Executive Summary
AI talent has emerged as a core national strategic asset, and as global AI competition
shifts toward securing and cultivating talent, major countries are accelerating their policy
responses. With the spread of generative AI, the demand for AI talent has moved beyond
a simple quantitative shortage toward a qualitative question of what competencies are
needed. Accordingly, the notion of AI talent has diversified beyond specialized
professionals who develop AI models and algorithms to include interdisciplinary talent—
who combine AI competence with domain knowledge—and responsible AI talent.
This report analyzes how leading overseas universities and educational institutions
cultivate AI talent and derives implications for domestic policy and curriculum reform.

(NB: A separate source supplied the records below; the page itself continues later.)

PR #199, opened 2019-02-04
Remove use of the download lock and publish flag from the system

### LINKED ISSUE #191: Remove usage of the published flag from the system
Throughout our services, mainly the learning object service, the published flag is used in our queries to to pull objects from the database. This needs to change and query the status of an object based on a users access privileges.

### LINKED ISSUE #192: Add authorization to fetch released and submitted revisions based on user privileges.
Queries for learning objects by authorized users (reviewers, curators, editors, admins) should return both the released object and any submitted revisions.

Requires #199

### LINKED ISSUE #193: Remove download locks from the system
Once an object is released there shouldn't be a download lock on it. The use of the download lock has become obsolete since a learning object that is visible to the public must have downloadable content otherwise it is not a true 'released' object.

davidnso:
This PR removes the usage of the published flag and download lock. Additionally, this PR adds authorization on read operations in replace the usage of the published flag. This allows authorized users to read released and unreleased objects.

Closes #191
Closes #192
Closes #193 

Needs Cyber4All/clark-client#613
Needs Cyber4All/clark-client#617


src/drivers/MongoDriver.ts
```diff
@@ -777,7 +778,7 @@ export class MongoDriver implements DataStore {
       full,
     );
 
-    if (!accessUnpublished && !learningObject.published)
+    if (!accessUnreleased && !learningObject.published)
```
nvisal1: Can you explain why the published flag is still being used here?

davidnso: This flag must've slipped through on this branch, it'll be removed on the next commit to check the learning objects status.

src/drivers/MongoDriver.ts
```diff
@@ -789,23 +790,23 @@ export class MongoDriver implements DataStore {
...
+        query.status = RELEASED;
       }
 
       let objectCursor = await this.db
         .collection(COLLECTIONS.LEARNING_OBJECTS)
         .find<LearningObjectDocument>(query);
       const totalRecords = await objectCursor.count();
       objectCursor = this.applyCursorFilters(objectCursor, { page, limit });
-
+      console.log(query)
```
DonSeannelly: Looks like a log statement was left in here

src/interactors/LearningObjectInteractor.ts
```diff
@@ -32,17 +32,17 @@ export class LearningObjectInteractor {
...
-      // Set accessUnpublished
-      let accessUnpublished = params.accessUnpublished;
+      // Set accessUnreleased
+      let accessUnreleased = params.accessUnreleased;
 
-      // If accessUnpublished is unset, set equal to the result of the hasOwnership function
-      if (accessUnpublished === undefined || accessUnpublished === null) {
-        accessUnpublished = await this.hasOwnership({
+      // If accessUnreleased is unset, set equal to the result of the hasOwnership function
+      if (accessUnreleased === undefined || accessUnreleased === null) {
```
DonSeannelly: This could be simplified by using the double equals expression below, so that type coercion is not used and both null/undefined will register as being a bottom value:

```suggestion
      if (accessUnreleased == null) {
```

src/interactors/LearningObjectInteractor.ts
```diff
@@ -32,17 +32,17 @@ export class LearningObjectInteractor {
...
     userToken: UserToken;
-    accessUnpublished?: boolean;
+    accessUnreleased?: boolean;
     loadChildren?: boolean;
     query?: LearningObjectQuery;
   }): Promise<LearningObject[]> {
     try {
-      // Set accessUnpublished
-      let accessUnpublished = params.accessUnpublished;
+      // Set accessUnreleased
```
DonSeannelly: This comment doesn't seem to explain a lot. Unless there's a need to elaborate further, I think it's probably not needed.

src/LearningObjects/LearningObjectInteractor.ts
```diff
@@ -48,9 +48,6 @@ export async function addLearningObject(
       if (!author.emailVerified) {
```
gshaw1997: `LearningObject`'s publish/unpublish is still being used here.

src/drivers/MongoDriver.ts
```diff
@@ -765,7 +766,7 @@ export class MongoDriver implements DataStore {
   async fetchLearningObject(
     id: string,
     full?: boolean,
-    accessUnpublished?: boolean,
+    accessUnreleased?: boolean,
```
gshaw1997: Since we're querying on `status` instead of `published` I would suggest this value be converted to a non-binary value to support all possible values of `status`.

src/drivers/MongoDriver.ts
```diff
@@ -777,7 +778,7 @@ export class MongoDriver implements DataStore {
       full,
     );
 
-    if (!accessUnpublished && !learningObject.published)
+    if (!accessUnreleased && learningObject.status!==RELEASED)
```
gshaw1997: This logic should be done inside of the interactor when authorizing. A request to the datastore should not be made to fetch a resource a user doesn't have access to unless a part of that resource is needed for authorization.

src/drivers/MongoDriver.ts
```diff
@@ -789,23 +790,23 @@ export class MongoDriver implements DataStore {
    * @returns {Cursor<LearningObjectRecord>[]} cursor of literally all objects
    */
   async fetchAllObjects(
-    accessUnpublished?: boolean,
+    accessUnreleased?: boolean,
```
gshaw1997: Since we're querying on `status` instead of `published` I would suggest this value be converted to a non-binary value to support all possible values of `status`.

src/drivers/MongoDriver.ts
```diff
@@ -854,13 +855,13 @@ export class MongoDriver implements DataStore {
   async fetchMultipleObjects(
     ids: string[],
     full?: boolean,
-    accessUnpublished?: boolean,
+    accessUnreleased?: boolean,
```
gshaw1997: Since we're querying on `status` instead of `published` I would suggest this value be converted to a non-binary value to support all possible values of `status`.

src/drivers/MongoDriver.ts
```diff
@@ -901,7 +902,7 @@ export class MongoDriver implements DataStore {
     level: string[];
     standardOutcomeIDs: string[];
     text: string;
-    accessUnpublished?: boolean;
+    accessUnreleased?: boolean;
```
gshaw1997: Since we're querying on `status` instead of `published` I would suggest this value be converted to a non-binary value to support all possible values of `status`.

src/drivers/MongoDriver.ts
```diff
@@ -1049,7 +1050,7 @@ export class MongoDriver implements DataStore {
    * @memberof MongoDriver
    */
   private buildSearchQuery(
-    accessUnpublished: boolean,
+    accessUnreleased: boolean,
```
gshaw1997: Since we're querying on `status` instead of `published` I would suggest this value be converted to a non-binary value to support all possible values of `status`.

src/drivers/MongoDriver.ts
```diff
@@ -37,6 +37,7 @@ export enum COLLECTIONS {
   LO_COLLECTIONS = 'collections',
   MULTIPART_STATUSES = 'multipart-upload-statuses',
 }
+const RELEASED = 'released';
```
nrwinner: We should use the `Status` enum here instead of declaring a separate variable to maintain a single source-of-truth. `Status` can be used like `LearningObject.Status.RELEASED` in our current configuration.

The analysis covers eight institutions across major countries focusing on the talent
profiles each pursues, how curricula are designed, and what learning experiences and
institutional support are provided to students. Our analysis identifies four common
features: (1) the reorganization of governance structures, such as advisor-rotation and
co-supervision systems, in an interdisciplinary direction; (2) redefining AI education
as a campus-wide, cross-disciplinary competency; (3) the rise of discipline-specific,
domain-integrated "AI+X" or "X+AI" education; and (4) the incorporation of
responsible AI and the capacity to verify and critique AI outputs as essential curricular
elements.
Building on these findings, this report argues that domestic policy should expand its
objective from increasing the supply of specialized personnel to systematically diffusing
discipline-specific AI competencies. Recommendations include building shared, modular
educational infrastructure; institutionalizing AI+X and X+AI multi-majors,
micro-majors, and convergence tracks; integrating industry- and
public-problem-based projects and internships into the formal curriculum; and
embedding responsible AI and process-oriented assessment as core principles. When
applying these cases, simple imitation should be avoided in favor of tailored designs
reflecting each institution's type and talent objectives. Ultimately, domestic AI talent
policy should be advanced to encompass not only the quantitative expansion of
specialized professionals but also discipline-specific embedding of AI,
experience-based learning, responsible AI education, and convergent governance.